** LISTED RECORDS follows **

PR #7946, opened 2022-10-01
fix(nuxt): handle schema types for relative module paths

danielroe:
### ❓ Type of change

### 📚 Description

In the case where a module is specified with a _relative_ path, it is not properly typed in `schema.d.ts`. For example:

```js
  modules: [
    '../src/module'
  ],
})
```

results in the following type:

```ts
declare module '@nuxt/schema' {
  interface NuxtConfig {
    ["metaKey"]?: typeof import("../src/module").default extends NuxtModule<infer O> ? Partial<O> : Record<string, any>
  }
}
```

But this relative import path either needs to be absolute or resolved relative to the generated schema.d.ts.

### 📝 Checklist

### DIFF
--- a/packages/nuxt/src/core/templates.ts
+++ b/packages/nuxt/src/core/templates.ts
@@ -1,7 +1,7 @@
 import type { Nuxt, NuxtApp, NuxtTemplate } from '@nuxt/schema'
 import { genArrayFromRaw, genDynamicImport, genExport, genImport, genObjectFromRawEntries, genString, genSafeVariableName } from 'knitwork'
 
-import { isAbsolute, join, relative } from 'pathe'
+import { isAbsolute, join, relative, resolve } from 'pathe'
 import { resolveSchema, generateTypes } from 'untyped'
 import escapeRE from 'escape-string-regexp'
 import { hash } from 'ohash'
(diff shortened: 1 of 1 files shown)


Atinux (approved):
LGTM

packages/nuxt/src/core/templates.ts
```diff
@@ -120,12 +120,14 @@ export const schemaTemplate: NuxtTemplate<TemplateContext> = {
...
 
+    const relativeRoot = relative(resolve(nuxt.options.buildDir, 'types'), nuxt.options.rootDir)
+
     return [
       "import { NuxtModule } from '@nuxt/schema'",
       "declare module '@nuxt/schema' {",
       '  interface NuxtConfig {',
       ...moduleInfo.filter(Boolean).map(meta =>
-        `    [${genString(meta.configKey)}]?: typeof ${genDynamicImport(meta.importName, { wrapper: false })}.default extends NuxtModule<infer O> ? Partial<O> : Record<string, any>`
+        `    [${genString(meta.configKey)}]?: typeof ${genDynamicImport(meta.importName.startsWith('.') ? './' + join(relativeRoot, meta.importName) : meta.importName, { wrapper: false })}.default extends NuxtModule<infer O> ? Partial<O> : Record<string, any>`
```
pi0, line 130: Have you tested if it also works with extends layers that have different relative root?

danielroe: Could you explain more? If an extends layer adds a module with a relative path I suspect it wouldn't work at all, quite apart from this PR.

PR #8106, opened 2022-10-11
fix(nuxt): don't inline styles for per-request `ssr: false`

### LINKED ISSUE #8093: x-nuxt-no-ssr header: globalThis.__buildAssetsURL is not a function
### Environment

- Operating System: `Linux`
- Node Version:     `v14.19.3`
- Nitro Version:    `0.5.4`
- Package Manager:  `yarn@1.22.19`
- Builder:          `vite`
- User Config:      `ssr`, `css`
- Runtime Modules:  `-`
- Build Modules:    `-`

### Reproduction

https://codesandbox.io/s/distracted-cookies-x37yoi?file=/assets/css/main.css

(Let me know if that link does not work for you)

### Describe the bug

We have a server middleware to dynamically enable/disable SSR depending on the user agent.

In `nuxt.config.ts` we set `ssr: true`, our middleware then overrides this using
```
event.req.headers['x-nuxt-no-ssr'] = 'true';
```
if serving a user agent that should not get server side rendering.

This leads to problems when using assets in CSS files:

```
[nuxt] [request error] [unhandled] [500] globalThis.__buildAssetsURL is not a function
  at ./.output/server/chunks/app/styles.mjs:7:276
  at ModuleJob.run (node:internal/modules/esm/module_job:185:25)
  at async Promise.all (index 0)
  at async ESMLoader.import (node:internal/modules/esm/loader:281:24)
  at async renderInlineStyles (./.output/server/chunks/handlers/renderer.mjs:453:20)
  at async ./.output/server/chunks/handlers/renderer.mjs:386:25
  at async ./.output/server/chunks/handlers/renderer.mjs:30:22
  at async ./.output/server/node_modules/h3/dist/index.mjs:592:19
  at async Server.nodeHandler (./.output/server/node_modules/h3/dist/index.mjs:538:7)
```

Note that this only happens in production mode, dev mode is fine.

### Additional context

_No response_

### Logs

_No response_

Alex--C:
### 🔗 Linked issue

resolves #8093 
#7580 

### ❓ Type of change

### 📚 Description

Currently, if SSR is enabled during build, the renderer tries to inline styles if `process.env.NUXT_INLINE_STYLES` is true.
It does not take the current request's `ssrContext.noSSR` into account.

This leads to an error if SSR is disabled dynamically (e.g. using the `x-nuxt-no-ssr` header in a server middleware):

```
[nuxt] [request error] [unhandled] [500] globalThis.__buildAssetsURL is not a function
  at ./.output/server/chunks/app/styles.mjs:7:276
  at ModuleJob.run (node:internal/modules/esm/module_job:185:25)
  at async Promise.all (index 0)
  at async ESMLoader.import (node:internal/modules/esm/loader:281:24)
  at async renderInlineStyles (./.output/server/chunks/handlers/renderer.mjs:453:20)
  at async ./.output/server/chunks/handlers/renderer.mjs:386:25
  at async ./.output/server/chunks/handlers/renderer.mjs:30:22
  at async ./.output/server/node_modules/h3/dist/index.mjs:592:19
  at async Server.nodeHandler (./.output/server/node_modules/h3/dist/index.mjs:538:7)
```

** End of LISTED RECORDS **

[WORK TO COMPLETE]:
Return the full material unchanged.

[SOLUTION TO THIS TASK]:
PR #7946, opened 2022-10-01
fix(nuxt): handle schema types for relative module paths

danielroe:
### ❓ Type of change

### 📚 Description

In the case where a module is specified with a _relative_ path, it is not properly typed in `schema.d.ts`. For example:

```js
  modules: [
    '../src/module'
  ],
})
```

results in the following type:

```ts
declare module '@nuxt/schema' {
  interface NuxtConfig {
    ["metaKey"]?: typeof import("../src/module").default extends NuxtModule<infer O> ? Partial<O> : Record<string, any>
  }
}
```

But this relative import path either needs to be absolute or resolved relative to the generated schema.d.ts.

### 📝 Checklist

### DIFF
--- a/packages/nuxt/src/core/templates.ts
+++ b/packages/nuxt/src/core/templates.ts
@@ -1,7 +1,7 @@
 import type { Nuxt, NuxtApp, NuxtTemplate } from '@nuxt/schema'
 import { genArrayFromRaw, genDynamicImport, genExport, genImport, genObjectFromRawEntries, genString, genSafeVariableName } from 'knitwork'
 
-import { isAbsolute, join, relative } from 'pathe'
+import { isAbsolute, join, relative, resolve } from 'pathe'
 import { resolveSchema, generateTypes } from 'untyped'
 import escapeRE from 'escape-string-regexp'
 import { hash } from 'ohash'
(diff shortened: 1 of 1 files shown)


Atinux (approved):
LGTM

packages/nuxt/src/core/templates.ts
```diff
@@ -120,12 +120,14 @@ export const schemaTemplate: NuxtTemplate<TemplateContext> = {
...
 
+    const relativeRoot = relative(resolve(nuxt.options.buildDir, 'types'), nuxt.options.rootDir)
+
     return [
       "import { NuxtModule } from '@nuxt/schema'",
       "declare module '@nuxt/schema' {",
       '  interface NuxtConfig {',
       ...moduleInfo.filter(Boolean).map(meta =>
-        `    [${genString(meta.configKey)}]?: typeof ${genDynamicImport(meta.importName, { wrapper: false })}.default extends NuxtModule<infer O> ? Partial<O> : Record<string, any>`
+        `    [${genString(meta.configKey)}]?: typeof ${genDynamicImport(meta.importName.startsWith('.') ? './' + join(relativeRoot, meta.importName) : meta.importName, { wrapper: false })}.default extends NuxtModule<infer O> ? Partial<O> : Record<string, any>`
```
pi0, line 130: Have you tested if it also works with extends layers that have different relative root?

danielroe: Could you explain more? If an extends layer adds a module with a relative path I suspect it wouldn't work at all, quite apart from this PR.

PR #8106, opened 2022-10-11
fix(nuxt): don't inline styles for per-request `ssr: false`

### LINKED ISSUE #8093: x-nuxt-no-ssr header: globalThis.__buildAssetsURL is not a function
### Environment

- Operating System: `Linux`
- Node Version:     `v14.19.3`
- Nitro Version:    `0.5.4`
- Package Manager:  `yarn@1.22.19`
- Builder:          `vite`
- User Config:      `ssr`, `css`
- Runtime Modules:  `-`
- Build Modules:    `-`

### Reproduction

https://codesandbox.io/s/distracted-cookies-x37yoi?file=/assets/css/main.css

(Let me know if that link does not work for you)

### Describe the bug

We have a server middleware to dynamically enable/disable SSR depending on the user agent.

In `nuxt.config.ts` we set `ssr: true`, our middleware then overrides this using
```
event.req.headers['x-nuxt-no-ssr'] = 'true';
```
if serving a user agent that should not get server side rendering.

This leads to problems when using assets in CSS files:

```
[nuxt] [request error] [unhandled] [500] globalThis.__buildAssetsURL is not a function
  at ./.output/server/chunks/app/styles.mjs:7:276
  at ModuleJob.run (node:internal/modules/esm/module_job:185:25)
  at async Promise.all (index 0)
  at async ESMLoader.import (node:internal/modules/esm/loader:281:24)
  at async renderInlineStyles (./.output/server/chunks/handlers/renderer.mjs:453:20)
  at async ./.output/server/chunks/handlers/renderer.mjs:386:25
  at async ./.output/server/chunks/handlers/renderer.mjs:30:22
  at async ./.output/server/node_modules/h3/dist/index.mjs:592:19
  at async Server.nodeHandler (./.output/server/node_modules/h3/dist/index.mjs:538:7)
```

Note that this only happens in production mode, dev mode is fine.

### Additional context

_No response_

### Logs

_No response_

Alex--C:
### 🔗 Linked issue

resolves #8093 
#7580 

### ❓ Type of change

### 📚 Description

Currently, if SSR is enabled during build, the renderer tries to inline styles if `process.env.NUXT_INLINE_STYLES` is true.
It does not take the current request's `ssrContext.noSSR` into account.

This leads to an error if SSR is disabled dynamically (e.g. using the `x-nuxt-no-ssr` header in a server middleware):

```
[nuxt] [request error] [unhandled] [500] globalThis.__buildAssetsURL is not a function
  at ./.output/server/chunks/app/styles.mjs:7:276
  at ModuleJob.run (node:internal/modules/esm/module_job:185:25)
  at async Promise.all (index 0)
  at async ESMLoader.import (node:internal/modules/esm/loader:281:24)
  at async renderInlineStyles (./.output/server/chunks/handlers/renderer.mjs:453:20)
  at async ./.output/server/chunks/handlers/renderer.mjs:386:25
  at async ./.output/server/chunks/handlers/renderer.mjs:30:22
  at async ./.output/server/node_modules/h3/dist/index.mjs:592:19
  at async Server.nodeHandler (./.output/server/node_modules/h3/dist/index.mjs:538:7)
```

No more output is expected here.